PR #1027, opened 2026-05-28
fix/RR-1023-duplicate-discussion-sync

### LINKED ISSUE #1023: fix(ci): discord-discussions reposts on every edit due to fragile PATCH URL reconstruction
`.github/workflows/discord-discussions.yml` posts a new Discord message on every
discussion update instead of editing the existing one.

The marker-tracking, comment pagination, and race-guard logic are all correct.
The actual cause is a POST/PATCH asymmetry in how the webhook URL is built:

- POST uses the raw secret directly: "${DISCORD_WEBHOOK_URL}?wait=true"
- PATCH reconstructs the URL from awk-split pieces:
    WEBHOOK_ID=$(echo "$DISCORD_WEBHOOK_URL" | awk -F'/' '{print $(NF-1)}')
    WEBHOOK_TOKEN=$(echo "$DISCORD_WEBHOOK_URL" | awk -F'/' '{print $NF}')

Any deviation in the DISCORD_DISCUSSIONS_WEBHOOK_URL secret from exactly
`https://discord.com/api/webhooks/{id}/{token}` breaks the PATCH target while
leaving POST working. A trailing slash is the classic trigger: splitting
`.../{id}/{token}/` on `/` makes $(NF-1) the token and $NF empty, so WEBHOOK_ID
becomes the token and WEBHOOK_TOKEN becomes empty. A `?thread_id=` query param or
alternate host (discordapp.com) breaks it the same way.

Cascade that produces the symptom: malformed PATCH returns 404 -> the 404 branch
treats it as "message deleted" and deletes the marker comment -> falls through to
the POST branch -> posts a fresh message and writes a new marker -> next edit
finds that marker, PATCHes the same malformed URL, 404 again, repost again. Every
update, forever.

Confirm: check the `PATCH status:` log line on a recent edited-discussion run.
404 on edits confirms this.

Fix:
- Normalize the webhook base once and use it for both POST and PATCH instead of
  awk-splitting:
    BASE="${DISCORD_WEBHOOK_URL%%\?*}"   # strip query (?thread_id=...)
    BASE="${BASE%/}"                      # strip trailing slash
    # POST:  "$BASE?wait=true"  (append &thread_id=... if threads are used)
    # PATCH: "$BASE/messages/$DISCORD_MSG_ID"
- Add `--no-retry-5xx` to the POST call per the discord-helper contract. The POST
  currently omits it, so a transient Discord 5xx can create a duplicate on retry.
  This is a second, independent duplicate source; fix it in the same PR.

Acceptance:
- Editing a discussion that has an existing marker returns PATCH 200 and edits the
  existing Discord message; no duplicate is posted.
- POST path is at-most-once on transient 5xx.

Files: .github/workflows/discord-discussions.yml,
       .github/workflows/scripts/discord-helper.sh

EdwardLien0426:
Closes #1023

## Root cause
POST used the raw `DISCORD_DISCUSSIONS_WEBHOOK_URL`; PATCH rebuilt the URL via `awk -F'/'` over the same secret. Any deviation from `https://discord.com/api/webhooks/{id}/{token}` — trailing slash, `?thread_id=...`, alternate host — silently breaks the PATCH target while POST keeps working.

## Cascade
Malformed PATCH → Discord 404 → handler treats it as "message deleted" → deletes the marker comment → falls through to POST → posts a fresh message + writes a new marker → next edit hits the same broken PATCH again. Repost on every update.

(Local repro with a trailing-slash webhook returns 405 rather than 404; in that shape the job would `exit 1` instead of reposting. Whichever shape prod actually sees, the URL is malformed and this PR eliminates both failure modes.)

## Fix
- Normalize the secret once into `$BASE` (strip query string + trailing slash). Reuse `$BASE` for the marker-hit PATCH, the create POST, and the race-guard DELETE + PATCH.
- Add `--no-retry-5xx -X POST` to the create call per the `discord-helper` contract. Without it a transient Discord 5xx could create a duplicate message on retry — a second, independent duplicate source fixed in the same PR.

***

**THE TASK:** Begin at the line that has "-> falls through to" in the entries above; stop after the line that has "strip trailing slash". Transcribe exactly those lines and no others.

**RESPONSE AREA:**
treats it as "message deleted" and deletes the marker comment -> falls through to
the POST branch -> posts a fresh message and writes a new marker -> next edit
finds that marker, PATCHes the same malformed URL, 404 again, repost again. Every
update, forever.

Confirm: check the `PATCH status:` log line on a recent edited-discussion run.
404 on edits confirms this.

Fix:
- Normalize the webhook base once and use it for both POST and PATCH instead of
  awk-splitting:
    BASE="${DISCORD_WEBHOOK_URL%%\?*}"   # strip query (?thread_id=...)
    BASE="${BASE%/}"                      # strip trailing slash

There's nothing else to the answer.